Unfortunatly I wont be able to say which thread I saw it in because I sometimes skip way back to see older threads…

Once I saw what it was I already knew where it was going…

It took about 1 1/2 hrs to dig out wood to build it with, I never keep scraps with any project in mind its just so hard to through them away…

I'm so happy I saw that thread because I didnt have a clue where I would put them.

Update…Made the till wider so it can hold more saws, from 9 to 13 now…

Still have to taper the sides but right now it good enough.


----------



## BrandonW

Looks good! That should keep them in place until you get a few more saws! Nice lamp shade, too.


----------



## Tugboater78

Gotta make me one soon, have 10+ saws laying around that need a dedicated home


----------



## theoldfart

next stop tool chest !


----------



## 69BBNova

Little update, new till pic in first post…

I'll take a brighter photo later on when its actually done.


----------



## 69BBNova

It seems that I'm going to wind up changing the Till into handtool storage…

I added a till for my bench and block planes and in the middle there will be a cabinet for the other handtools as I add to my capabilities…

Two sets of shelves gave their lives for this project, lol.


----------



## 69BBNova

Its coming along nicely so far, I'm actually suprised because everything else I've ever build was basicly through away stuff…

Because its that lowes edge glued stuff, I now have enough good size scraps that I'll spend a while glueing up some larger boards so I can finish (for the time being) tommorow…

Someday I may make up doors and face frame if I ever need more storage.


----------



## 69BBNova

It turns out with some future face frame modifactions my machiniest tool box fits nicely…

Since its not fully tied in to the wall as it will be I'm doing a test…

I've placed 190 lbs of plates to stress it, I did move anything of value out of its path…

I guess I leave it for a day or so and every once in a while I'm sure I'll try to pull it down.


----------



## 69BBNova

Bit of an update…

Today I put the wood along the top (I have no idea what its called), and it passed its stress test…

And yes almost every time I walked into the room I tried to tear it off the wall using different angles and locations, its plenty solid…

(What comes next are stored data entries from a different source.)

PR #102, opened 2016-03-17
Generate a press and role model

### LINKED ISSUE #97: Manage list of presses
**STORY**
As a platform admin, I need a mechanism to add new presses, so that I can grow our hosting business.

**ACCEPTANCE**
For each press, the system maintains a record of
- [ ] The press name
- [ ] A pointer to the press logo
- [ ] A description of the press
- [ ] The subdomain for the press (ID or short-name)

### LINKED ISSUE #100: Create a platform admin
**STORY**
I'd like to be able to create platform-wide admin to do other setup activities.

**DETAILS**
Maybe have this done as part of the bin/setup script - i.e. prompt for the e-mail and password for a first user.  Create that user and grant them all admin privileges in the system.

**ACCEPTANCE**
- [ ] After setting up the application, I can login with the platform admin account.
- [ ] The user has the platform_admin role

jcoyne:
Fixes #97 Fixes #100

### DIFF
--- a/lib/tasks/roles.rake
+++ b/lib/tasks/roles.rake
@@ -1,0 +1,49 @@
+desc 'Add application-wide admin privileges to a user'
+task admin: :environment do
+  puts 'Creating an admin user.'
+  u = prompt_to_create_user
+  Role.create(user: u, resource: nil, role: 'admin')
+  puts 'User created.'
+end
+
+desc 'Create a new press'
+task press: :environment do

Im not sure but this weekend I may make the face frame and doors, so far I have used enough scaveneged materials that currently I have spent $35 or so.


----------



## Smitty_Cabinetshop

It's a saw till on steroids! Looking fine, love the mitre boxes. Need to post those in the Mitre Box of your Dreams thread!


----------



## shampeon




----------



## 69BBNova

Well for now its pretty much finished, I'm definitly happy with it…

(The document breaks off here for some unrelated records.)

Issue #50, opened 2016-03-01
Order Sections within a Monograph


mark-dce:
**STORY**
As a press user, I would like to be able to order sections within a monograph, so that I can reflect the ordering and structure of the primary narrative in the UI for accessing associated assets.

**NOTES**
For the first pass, do the simplest possible thing.  This will facilitate having a more detailed discussion about refinements like drag-and-drop vs. assigning order numbers, etc.

**ACCEPTANCE**
- [x] I can re-arrange the order of sections within a Web UI

val99erie:
If you click the "File Manager" button, you can reorder all the sections and assets that are attached to the monograph by using the drag and drop functionality.

val99erie:
Now that the user roles are in, you can't just create monographs anymore.  Here's what you'll need to do to test this story:

Run this rake task to create the super admin user:
rake admin

And make sure redis is running.

Then you can log into the UI with that user and create a monograph with sections and files attached.  At the bottom of the monograph show page, click "File Manager" (we should change the name of that button), and you should be able to reorder the files and sections.

The re-ordering won't take effect unless you click the 'Save' button.

Then when you go back to the monograph show page, the files and sections are each listed separately, but each list should be in the correct order.

We'll probably change how these lists are displayed at some point (like maybe they won't be in separate lists), but this was just a first pass.

PR #111, opened 2016-03-22
Order sections within a monograph. Story #50

val99erie:


jmcglone:
@acozine when I run `bundle exec bin/setup` I'm seeing this deprecation warning:

`DEPRECATION WARNING: ActiveFedora::SolrQueryBuilder.solr_name is deprecated and will be removed in ActiveFedora 10.0. Use ActiveFedora.index_field_mapper.solr_name instead.`

I don't know DCE's practice and whether these kinds of things should hold up a PR, so I'll let you make the call.

val99erie:
@jmcglone We shouldn't let the deprecation warnings hold up the PR.  They weren't introduced in this PR, and the warnings are coming from the underlying hydra gem.  There are at least 2 gems that we'll have to update before we can get rid of that message.

jmcglone:
@val99erie Got it! Ok, another question. I've created a monograph with sections, but I can't see where to re-order the sections in the UI.

val99erie:
Ah, Justin added the role stuff in, so the UI has changed.  There used to
be a "Manage Files" button, or something like that at the bottom of the
monograph show page.  Then you can re-order things in there.  But you might
need to make your user an admin first.  I'll try to figure out the steps
needed to do that.

Valerie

At some point I'll probable replace the screws with dowels and apply a finish…

I still may someday put doors on the center cabinet…

I feel pretty lucky I was able to get this far along then I remembered another bundle of wood I had saved…

When its all done I'll post a final pic in my first post, Its gonna be awhile though.


----------



## 69BBNova

Apparently I have a habit of lieing…

I cleaned up in my room, vacumed put stuff away, I stood staring at it about an hour, which is a bad habit of mine so I just continued on…

I think the right side of the cabinet will be used for marking and measuring tools when I have some better ones and the bottoms of both will be for planes other than bench…

The bad part is I'm tired because I didnt bother sleeping 2 days on this project because I couldent stop thinking about it.


----------



## 69BBNova

Well its pretty much finished for now…

I pulled the machinist toolbox down because I just couldent get over how unbalanced it looked…

I havent used it yet but there is something I have wanted for a while in this pic but I just couldent get over the cost…

I received it yesterday and I'm really looking foward to using it, I may make my first review because of it.


----------



## 69BBNova

Yesterday I was moving my room around again, just trying to get the wood and stuff out of my closet…

I pulled out a bunch of shelves that almost all the wood for this project came from. As I'm looking back and fourth at the cabinet and shelves they looked big enough for the doors…

The shelves had a gap in the middle and I didn't really know how I would fill it in. They were the right height so I just had to narrow them 2 or so inches…

Still had a problem with no wood in the center of the doors, while I was looking around I found extra Mahogany just in case I screwed up the frame I made for my friends wife (posted on this site)...

So I used it, then found some hardwood to fill in the center, I still had a bit of Mahogany left so after looking for a while I did some banding to help it look like it all was planned out…

The handles are Mahogany also but the dowel is poplar (for now) the cross dowel is oak, had the springs and washers already…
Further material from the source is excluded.